Thursday, August 14, 2014

How One "Sack Of Shit" Mortgage-Backed Security Came To Define The Financial Crisis

The history of SACO 2006-8, as told through court documents dating back more than six years, provides a view into how the mortgage-backed security industry was built up and spectacularly collapsed. For JPMorgan, it has become the mortgage-backed security from hell.


Last week, JPMorgan Chase's costly legal troubles took another step toward completion when trustees for 311 mortgage-backed securities sold by the bank or inherited through acquisitions prior to the financial crisis agreed to a $4.5 billion settlement. Another 14 got an extension to still consider the deal, while five trusts wholly rejected the settlement, leaving open the option for them to continue litigation against the bank. SACO 2006-8, created and marketed by Bear Stearns two years prior to its government-supported acquisition by JPMorgan in 2008, was one of the trusts that rejected the deal.

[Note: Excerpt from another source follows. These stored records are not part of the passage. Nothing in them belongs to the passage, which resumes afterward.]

Issue #6612, opened 2020-09-16
ProjectSystem VSIX contains unnecessary files (source and localised rule files)


davkean:
Our VSIX is shipping a bunch of source files:

![image](https://user-images.githubusercontent.com/1103906/93291552-b5c12080-f826-11ea-82c4-733ae68f2bbb.png)

Probably a regression from the work to embed the rules.

davkean:
This is worse, this also includes all the localized rule files as well. All in all, this is 3 MB of data that shouldn't be shipped.

davkean:
The GetCopyToOutputDirectoryItems target is producing them in the following (ie they are being treated as CopyToOutputDirectory items) but I'm not sure why:

```
    <ProjectReference Include="..\..\src\Microsoft.VisualStudio.ProjectSystem.Managed\Microsoft.VisualStudio.ProjectSystem.Managed.csproj">
      <Name>Microsoft.VisualStudio.ProjectSystem.Managed</Name>
      <IncludeOutputGroupsInVSIX>BuiltProjectOutputGroup;GetCopyToOutputDirectoryItems;SatelliteDllsProjectOutputGroup</IncludeOutputGroupsInVSIX>
      <IncludeOutputGroupsInVSIXLocalOnly>DebugSymbolsProjectOutputGroup</IncludeOutputGroupsInVSIXLocalOnly>
    </ProjectReference>
```

drewnoakes:
We should add some automation to prevent files accidentally being added or removed from the package, which runs in CI.

ocallesp:
@davkean 
The `CopyToOutputDirectory `for `XamlPropertyRule `should be **false** ?
https://github.com/dotnet/project-system/blob/master/build/import/VisualStudio.XamlRules.targets#L8

ocallesp:
I created a new work item for TSA so they can automate this
https://dev.azure.com/devdiv/DevDiv/_queries/edit/1220080

davkean:
TSA?

dmonroym:
@ocallesp have you been able to take a further look at this? With the work related to #6652 we'll be creating new packages so would like to avoid this happening

davkean:
This has increased to 454 additional files above our dlls and required files, I think this should be prioritized, just to reduce extract and copy time of these files.

drewnoakes:
Running a `git bisect` shows this regressed in commit e30c529bc40da262c9ff5c5ccaefce2684b713aa:

[...]

PR #7805, opened 2021-11-28
Add test to track changes to VSIX package contents

drewnoakes:
At some point in recent history, our ProjectSystem VSIX picked up a bunch of unexpected files (see #6612). It took us a while to notice this, at which point it was unclear which change caused this to regress.

This commit adds the current list of files as a text file that is under version control. There is one file per VSIX (we have three). Any addition or removal from a VSIX will cause a unit test to fail, which will draw our attention to the change immediately. If the change is intentional, we need only update a text file. If not, we can investigate immediately and block merging a regression.

This PR introduces a dependency on the `Verify.Xunit` library, which is the xUnit flavour of the Verify project:

https://github.com/VerifyTests/Verify

> Verify is a snapshot tool that simplifies the assertion of complex data models and documents.
>
> Verify is called on the test result during the assertion phase. It serializes that result and stores it in a file that matches the test name. On the next test execution, the result is again serialized and compared to the existing file. The test will fail if the two snapshots do not match: either the change is unexpected, or the reference snapshot needs to be updated to the new result.

###### Microsoft Reviewers: [Open in CodeFlow](https://portal.fabricbot.ms/api/codeflow?pullrequest=https://github.com/dotnet/project-system/pull/7805)


tests/Microsoft.VisualStudio.ProjectSystem.Managed.VS.UnitTests/Setup/PackageContentTests.ProjectSystem.verified.txt
```diff
@@ -0,0 +1,536 @@
...
+  ko/Microsoft.VisualStudio.ProjectSystem.Managed.VS.resources.dll,
+  pl/Microsoft.VisualStudio.ProjectSystem.Managed.VS.resources.dll,
+  pt-BR/Microsoft.VisualStudio.ProjectSystem.Managed.VS.resources.dll,
+  ru/Microsoft.VisualStudio.ProjectSystem.Managed.VS.resources.dll,
+  tr/Microsoft.VisualStudio.ProjectSystem.Managed.VS.resources.dll,
+  zh-Hans/Microsoft.VisualStudio.ProjectSystem.Managed.VS.resources.dll,
+  zh-Hant/Microsoft.VisualStudio.ProjectSystem.Managed.VS.resources.dll,
+  Microsoft.VisualStudio.ProjectSystem.Managed.VS.pkgdef,
+  Microsoft.VisualStudio.ProjectSystem.Managed.dll,
+  ProjectSystem/Rules/Dependencies/AnalyzerReference.cs.xaml,
```
drewnoakes, line 22: The `ProjectSystem` folder should not be present (#6612).

tests/Microsoft.VisualStudio.ProjectSystem.Managed.VS.UnitTests/Setup/PackageContentTests.ProjectSystem.verified.txt
```diff
@@ -0,0 +1,536 @@
...
+  ProjectSystem/Rules/Items/ProjectItemsSchema.FSharp.it.xaml,
+  ProjectSystem/Rules/Items/ProjectItemsSchema.FSharp.ja.xaml,
+  ProjectSystem/Rules/Items/ProjectItemsSchema.FSharp.ko.xaml,
+  ProjectSystem/Rules/Items/ProjectItemsSchema.FSharp.pl.xaml,
+  ProjectSystem/Rules/Items/ProjectItemsSchema.FSharp.pt-BR.xaml,
+  ProjectSystem/Rules/Items/ProjectItemsSchema.FSharp.ru.xaml,
+  ProjectSystem/Rules/Items/ProjectItemsSchema.FSharp.tr.xaml,
+  ProjectSystem/Rules/Items/ProjectItemsSchema.FSharp.zh-Hans.xaml,
+  ProjectSystem/Rules/Items/ProjectItemsSchema.FSharp.zh-Hant.xaml,
+  AnalyzerReference.cs,
```
drewnoakes, line 490: None of these `.cs` files should be present (#6612).

drewnoakes:
The package `Verify.Xunit` is not available in any of our feeds. Investigating.

drewnoakes:
> ProjectSystem/Rules/Dependencies/AnalyzerReference.cs.xaml

A lower version is available. I've updated the PR to use that instead.

tmeschter (approved):
Could you add a description of what the Verify.Xunit package does to the PR description? I'm not familiar with it.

Th detailed history of this one trust's creation and sale, as told through court documents dating back to a lawsuit filed by the bond insurer Ambac six years ago, provides a view into how the mortgage-backed security industry was built up and spectacularly collapsed. And it may be one of the very few chances that the investors who bought these securities — and the insurance companies that guaranteed them — can find out what actually happened.


More importantly, it may be the only chance left for the public to get a granular view of what actually happened in the run-up to the financial crisis.



The Associated Press


The best way to understand the importance of SACO 2006-8 to both the inner workings of the mortgage-backed securities industry and JPMorgan is to start in the present and travel back to the past.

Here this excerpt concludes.